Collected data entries
+++++

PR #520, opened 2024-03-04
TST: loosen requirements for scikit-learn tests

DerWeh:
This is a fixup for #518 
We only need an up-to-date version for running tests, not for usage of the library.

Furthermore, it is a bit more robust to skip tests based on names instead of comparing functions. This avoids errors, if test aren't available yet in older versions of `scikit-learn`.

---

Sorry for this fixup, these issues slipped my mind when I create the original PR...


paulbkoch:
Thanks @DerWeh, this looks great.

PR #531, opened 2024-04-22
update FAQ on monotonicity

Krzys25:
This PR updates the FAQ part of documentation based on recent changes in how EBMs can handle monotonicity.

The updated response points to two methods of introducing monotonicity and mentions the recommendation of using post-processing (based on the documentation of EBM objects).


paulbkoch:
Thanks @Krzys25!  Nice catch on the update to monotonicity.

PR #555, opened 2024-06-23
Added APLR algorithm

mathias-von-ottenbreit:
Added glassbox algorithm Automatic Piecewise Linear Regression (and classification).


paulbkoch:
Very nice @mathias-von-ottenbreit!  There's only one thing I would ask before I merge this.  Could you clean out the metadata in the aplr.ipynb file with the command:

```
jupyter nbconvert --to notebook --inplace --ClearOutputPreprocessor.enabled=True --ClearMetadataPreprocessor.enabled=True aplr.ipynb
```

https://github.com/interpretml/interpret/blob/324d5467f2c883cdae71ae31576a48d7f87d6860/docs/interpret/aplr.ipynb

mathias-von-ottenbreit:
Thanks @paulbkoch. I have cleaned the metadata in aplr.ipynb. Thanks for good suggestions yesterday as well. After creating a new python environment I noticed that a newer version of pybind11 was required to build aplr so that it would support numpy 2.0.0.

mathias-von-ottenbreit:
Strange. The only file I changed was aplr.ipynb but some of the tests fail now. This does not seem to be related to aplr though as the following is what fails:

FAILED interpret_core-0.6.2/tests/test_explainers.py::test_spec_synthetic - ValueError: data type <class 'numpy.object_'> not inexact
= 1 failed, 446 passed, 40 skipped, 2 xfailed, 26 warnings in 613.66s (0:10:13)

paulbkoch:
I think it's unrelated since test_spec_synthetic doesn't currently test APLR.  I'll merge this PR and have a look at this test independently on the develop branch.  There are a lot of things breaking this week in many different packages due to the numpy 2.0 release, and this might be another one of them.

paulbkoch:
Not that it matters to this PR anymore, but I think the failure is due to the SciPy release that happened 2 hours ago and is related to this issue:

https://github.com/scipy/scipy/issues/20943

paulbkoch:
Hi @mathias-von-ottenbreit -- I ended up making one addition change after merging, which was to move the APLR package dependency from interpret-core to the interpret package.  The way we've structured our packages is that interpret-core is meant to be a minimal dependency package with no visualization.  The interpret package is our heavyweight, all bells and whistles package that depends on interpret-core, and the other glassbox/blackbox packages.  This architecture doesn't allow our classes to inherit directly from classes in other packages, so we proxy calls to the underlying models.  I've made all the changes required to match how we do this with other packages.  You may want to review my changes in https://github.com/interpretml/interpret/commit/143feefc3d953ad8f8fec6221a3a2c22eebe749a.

+++++

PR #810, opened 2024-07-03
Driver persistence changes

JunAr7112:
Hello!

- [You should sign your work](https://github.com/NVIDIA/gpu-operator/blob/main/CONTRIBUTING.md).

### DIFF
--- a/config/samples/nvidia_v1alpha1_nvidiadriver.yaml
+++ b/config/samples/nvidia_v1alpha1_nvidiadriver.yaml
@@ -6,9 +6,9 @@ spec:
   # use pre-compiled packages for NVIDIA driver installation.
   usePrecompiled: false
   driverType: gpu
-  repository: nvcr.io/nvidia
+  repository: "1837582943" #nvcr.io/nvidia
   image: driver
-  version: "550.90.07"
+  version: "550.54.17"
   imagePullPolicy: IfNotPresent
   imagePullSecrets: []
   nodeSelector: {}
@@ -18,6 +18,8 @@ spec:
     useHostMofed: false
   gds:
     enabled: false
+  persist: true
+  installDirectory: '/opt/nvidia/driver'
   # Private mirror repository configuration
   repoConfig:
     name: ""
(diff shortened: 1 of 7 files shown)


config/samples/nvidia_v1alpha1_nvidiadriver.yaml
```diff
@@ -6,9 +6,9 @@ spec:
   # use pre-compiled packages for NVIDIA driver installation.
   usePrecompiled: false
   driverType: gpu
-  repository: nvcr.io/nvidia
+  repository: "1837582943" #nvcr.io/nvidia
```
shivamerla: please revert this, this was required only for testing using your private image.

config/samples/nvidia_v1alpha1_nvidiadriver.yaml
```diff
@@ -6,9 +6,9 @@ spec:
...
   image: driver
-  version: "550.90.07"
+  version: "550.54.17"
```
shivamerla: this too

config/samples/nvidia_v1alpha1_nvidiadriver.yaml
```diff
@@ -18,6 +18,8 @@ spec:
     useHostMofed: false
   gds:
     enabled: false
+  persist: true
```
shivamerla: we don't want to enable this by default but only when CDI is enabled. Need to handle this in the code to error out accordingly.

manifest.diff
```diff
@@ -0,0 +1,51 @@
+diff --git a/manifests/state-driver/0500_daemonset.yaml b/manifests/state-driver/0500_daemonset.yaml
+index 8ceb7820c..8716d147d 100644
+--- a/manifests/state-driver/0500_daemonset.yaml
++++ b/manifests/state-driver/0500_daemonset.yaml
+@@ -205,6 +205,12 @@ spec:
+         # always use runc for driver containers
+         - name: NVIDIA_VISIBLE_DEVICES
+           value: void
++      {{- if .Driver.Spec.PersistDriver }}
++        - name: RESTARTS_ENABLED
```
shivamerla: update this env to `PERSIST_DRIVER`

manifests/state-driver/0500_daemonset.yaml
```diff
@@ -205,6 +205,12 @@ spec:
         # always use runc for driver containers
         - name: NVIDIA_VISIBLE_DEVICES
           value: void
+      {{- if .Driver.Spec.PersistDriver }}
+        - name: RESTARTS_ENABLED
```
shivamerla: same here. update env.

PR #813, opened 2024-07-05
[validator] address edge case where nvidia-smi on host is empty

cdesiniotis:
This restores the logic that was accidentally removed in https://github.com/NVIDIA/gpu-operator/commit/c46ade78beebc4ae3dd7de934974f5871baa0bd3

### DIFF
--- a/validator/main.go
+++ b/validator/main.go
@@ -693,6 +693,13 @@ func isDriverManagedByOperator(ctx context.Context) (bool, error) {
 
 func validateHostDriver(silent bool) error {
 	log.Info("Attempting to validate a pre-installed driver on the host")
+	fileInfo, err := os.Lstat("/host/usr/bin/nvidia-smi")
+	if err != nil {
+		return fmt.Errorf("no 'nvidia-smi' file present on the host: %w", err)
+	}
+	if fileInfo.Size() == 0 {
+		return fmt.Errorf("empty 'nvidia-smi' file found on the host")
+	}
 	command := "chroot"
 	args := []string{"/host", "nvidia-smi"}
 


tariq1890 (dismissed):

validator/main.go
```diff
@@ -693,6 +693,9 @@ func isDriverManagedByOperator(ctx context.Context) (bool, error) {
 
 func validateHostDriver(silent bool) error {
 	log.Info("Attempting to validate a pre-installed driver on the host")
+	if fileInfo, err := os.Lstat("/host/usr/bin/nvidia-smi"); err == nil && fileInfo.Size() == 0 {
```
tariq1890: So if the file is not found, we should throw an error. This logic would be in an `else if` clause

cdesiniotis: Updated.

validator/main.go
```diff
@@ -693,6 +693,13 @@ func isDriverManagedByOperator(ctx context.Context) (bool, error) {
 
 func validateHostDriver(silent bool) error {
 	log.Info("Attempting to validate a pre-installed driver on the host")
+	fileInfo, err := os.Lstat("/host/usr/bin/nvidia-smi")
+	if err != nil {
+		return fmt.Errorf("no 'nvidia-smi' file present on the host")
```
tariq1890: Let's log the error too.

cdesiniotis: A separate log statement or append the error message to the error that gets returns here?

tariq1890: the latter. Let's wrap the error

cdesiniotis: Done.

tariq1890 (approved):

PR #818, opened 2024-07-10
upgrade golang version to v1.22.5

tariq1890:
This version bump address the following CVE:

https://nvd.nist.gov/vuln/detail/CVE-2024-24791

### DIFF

+++++

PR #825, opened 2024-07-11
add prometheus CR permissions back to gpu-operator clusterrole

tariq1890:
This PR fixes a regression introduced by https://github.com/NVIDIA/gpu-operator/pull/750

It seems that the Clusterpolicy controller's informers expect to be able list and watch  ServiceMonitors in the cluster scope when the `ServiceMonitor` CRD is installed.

+++++

ASSIGNMENT: The entries above hold a line with "PR #520, opened 2024-03-04" and a later line with "PR #555, opened 2024-06-23". Write out exactly those lines and all lines between, nothing more.

OUTPUT OF THE TASK:
PR #520, opened 2024-03-04
TST: loosen requirements for scikit-learn tests

DerWeh:
This is a fixup for #518 
We only need an up-to-date version for running tests, not for usage of the library.

Furthermore, it is a bit more robust to skip tests based on names instead of comparing functions. This avoids errors, if test aren't available yet in older versions of `scikit-learn`.

---

Sorry for this fixup, these issues slipped my mind when I create the original PR...


paulbkoch:
Thanks @DerWeh, this looks great.

PR #531, opened 2024-04-22
update FAQ on monotonicity

Krzys25:
This PR updates the FAQ part of documentation based on recent changes in how EBMs can handle monotonicity.

The updated response points to two methods of introducing monotonicity and mentions the recommendation of using post-processing (based on the documentation of EBM objects).


paulbkoch:
Thanks @Krzys25!  Nice catch on the update to monotonicity.

PR #555, opened 2024-06-23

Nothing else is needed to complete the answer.